The reader’s experience and the non-reproducibility of interpretations are often put forward as arguments against visual analysis. We obtained an interobserver agreement of 79% for the whole series, which unsurprisingly increased with the severity of the anomalies. The greatest variations were observed in subtle or doubtful hypometabolism and it is unlikely that automated analysis would have provided better results under these conditions. Moreover, considering the overrepresentation of small FCD2 at the bottom of the sulcus and in the mesial frontal regions, the additional value of automated analysis remains to be demonstrated.
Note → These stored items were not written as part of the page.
PR #511, opened 2015-12-26
Always sort

### LINKED ISSUE #507: Make sure the sort always gives the same outcome
When sorting with a non unique value like a creation date, for instance, two successive requests can give different outcomes (in our example, when two objects have been created at the same seconds), which can lead to some nasty bugs. I think adding a default, extra sort by primary key could be the solution.
I can do a P.R. if you agree.

greg0ire:
If no ORDER BY query is specified, the order of elements cannot be
guaranteed between executions. See
http://stackoverflow.com/questions/1793147/sql-best-practice-to-deal-with-default-sort-order
This change finds out the identifier keys of the main entity at hand,
and adds a sort based on these keys.
Fixes #507 .

### DIFF
--- a/Datagrid/ProxyQuery.php
+++ b/Datagrid/ProxyQuery.php
@@ -74,6 +74,25 @@ class ProxyQuery implements ProxyQueryInterface
             $queryBuilder->resetDQLPart('orderBy');
         }
 
+        /* By default, always add a sort on the identifier fields of the first
+         * used entity in the query, because RDBMS do not guarantee a
+         * particular order when no ORDER BY clause is specified, or when
+         * the field used for sorting is not unique.
+         */
+
+        $identifierFields = $queryBuilder
+            ->getEntityManager()
+            ->getMetadataFactory()
+            ->getMetadataFor(current($queryBuilder->getRootEntities()))
+            ->getIdentifierFieldNames();
+
+        foreach ($identifierFields as $identifierField) {
+            $queryBuilder->addOrderBy(
+                $queryBuilder->getRootAlias().'.'.$identifierField,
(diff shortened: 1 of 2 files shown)


Datagrid/ProxyQuery.php
```diff
@@ -74,6 +74,24 @@ public function execute(array $params = array(), $hydrationMode = null)
             $queryBuilder->resetDQLPart('orderBy');
         }
 
+        /* By default, always add a sort on the identifier fields of the first
+            * used entity in the query, because RDBMS do not guarantee a
```
OskarStark: indention looks weird

greg0ire: Doesn't it? Vim does this when using `gqq` I was wondering if it was a standard or something, but since it looks weird to you too, I guess it probably is not. Anyway, I won't  be able to changr that soon because of holidays, sorry.

OskarStark: thank you @greg0ire , i would use 

```
// foo
// bar
etc...
```

greg0ire: You'd use single line style for a multiline comment?

OskarStark: i think i saw something like this, but i'm not sure :smile: 

ping @rande

greg0ire: I changed the comment to something more reasonable. As per the `//`, is is best suited for when your comment is composed of things that are independent and could thus be moved around, but here, I have a long sentence, so…

greg0ire:
Seems to fail because of newly added tests… I'll have a look at that later.

greg0ire:
Closing until then.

Finally, a substantial proportion of patients (23%) had a PET scan performed while in a peri-ictal state due to the high seizure frequency characteristic of FCD2. We are well aware that an examination performed under these conditions is quite different from that performed during the interictal period as recommended, but frequent seizures are common in our patient population. We therefore carefully examined the potential effects of these conditions of examination and found a significant relationship between the grade of hypometabolism and time since last seizure, but this did not significantly influence the localization value of PET. However, if a peri-ictal PET scan provides doubtful results, performing a second examination, as was done in one patient in this series, should be discussed.

Conclusion

18F-FDG PET data coregistered with MRI data and integrated with electroclinical data appears particularly helpful in providing accurate localization of FCD2 in a high proportion of patients, and radically influences both the surgical indication and outcome in these patients with severe drug-resistant epilepsies. These benefits lead us to recommend the routine use of PET and systematic coregistration with MRI data in the presurgical work-up of patients with neocortical cryptogenic epilepsy.